■ **DIRECTIONS FOR THIS TASK**:
Take the lines below from the first through the one that contains "3. mamba activate jupyterlite-dev" and copy them exactly.

Collected data:
Issue #553, opened 2022-03-15
HookWebpackError: ENOENT: no such file or directory, scandir


danielemoroni:
## Description

I did a fresh download and install, and I get the error in the title.

## Reproduce

I literally followed the contributing guide. After downloading mambaforge:
1. git clone https://github.com/jupyterlite/jupyterlite
2. mamba env update --file .binder/environment.yml
3. mamba activate jupyterlite-dev
4. python -m pip install -r requirements-docs.txt -r requirements-lint.txt
5. doit

and I get the error

> .  build:js:app
yarn run v1.22.17
$ C:\Users\DanieleMoroni\Documents\dev\jupyterlite\node_modules\.bin\lerna run build:prod --scope @jupyterlite/app
lerna notice cli v4.0.0
lerna info versioning independent
lerna notice filter including "@jupyterlite/app"
lerna info filter [ '@jupyterlite/app' ]
lerna info Executing command in 1 package: "yarn run build:prod"
lerna ERR! yarn run build:prod exited 2 in '@jupyterlite/app'
lerna ERR! yarn run build:prod stdout:
$ yarn clean && yarn build --mode=production
$ rimraf build **/build
$ webpack --mode=production
info Visit https://yarnpkg.com/en/docs/cli/run for documentation about this command.
info Visit https://yarnpkg.com/en/docs/cli/run for documentation about this command.
lerna ERR! yarn run build:prod stderr:
[webpack-cli] ←[31mHookWebpackError: ENOENT: no such file or directory, scandir
    at makeWebpackError (C:\Users\DanieleMoroni\Documents\dev\jupyterlite\node_modules\webpack\lib\HookWebpackError.js:48:9)
    at C:\Users\DanieleMoroni\Documents\dev\jupyterlite\node_modules\webpack\lib\Compilation.js:3059:12
    at eval (eval at create (C:\Users\DanieleMoroni\Documents\dev\jupyterlite\node_modules\tapable\lib\HookCodeFactory.js:33:10), <anonymous>:23:1)
    at fn (C:\Users\DanieleMoroni\Documents\dev\jupyterlite\node_modules\webpack\lib\Compilation.js:480:17)
    at _next9 (eval at create (C:\Users\DanieleMoroni\Documents\dev\jupyterlite\node_modules\tapable\lib\HookCodeFactory.js:33:10), <anonymous>:21:1)
[...]

PR #557, opened 2022-03-16
WebPack tweaks for fonts, licenses, Windows

### LINKED ISSUE #550: ipympl buttons not properly rendered
## Description

When displaying a matplitlib figure using `ipympl`, the buttons are not properly rendered:
image

## Reproduce

Open and execute [this notebook](https://jupyterlite.readthedocs.io/en/latest/_static/lab?path=pyolite%2Fipympl.ipynb).

bollwyvl:
## References

- includes #554
- fixes #550 (apparently)
- works around #553

## Code changes

- replaces `file-loader` and `url-loader` usage with `asset/resource`
- adds `NO_WEBPACK_LICENSES`, doesn't use that plugin
  - defaults to active on windows
- adds a windows dev job 
  - mamba, based on the binder env
  
## User-facing changes

- font-awesome should work

- n/a


bollwyvl:
Welp, windows is rather slow, but we knew that.

If we wanted to further optimize, we could move it to a less-frequently-run job (e.g. only on merges to `main` and/or changes to dodo/yarn.lock/env.yml), but i think simple beats fast in this case.

app/webpack.config.js
```diff
@@ -222,6 +228,26 @@ class CompileSchemasPlugin {
   }
 }
 
+/**
+ * A helper for filtering deprecated webpack loaders, to be replaced with assets
```
jtpio, line 232: Maybe the upstream base webpack config should be updated to assets too at some point.

jtpio (approved):
Thanks!!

■ **REPLY**:
Issue #553, opened 2022-03-15
HookWebpackError: ENOENT: no such file or directory, scandir


danielemoroni:
## Description

I did a fresh download and install, and I get the error in the title.

## Reproduce

I literally followed the contributing guide. After downloading mambaforge:
1. git clone https://github.com/jupyterlite/jupyterlite
2. mamba env update --file .binder/environment.yml
3. mamba activate jupyterlite-dev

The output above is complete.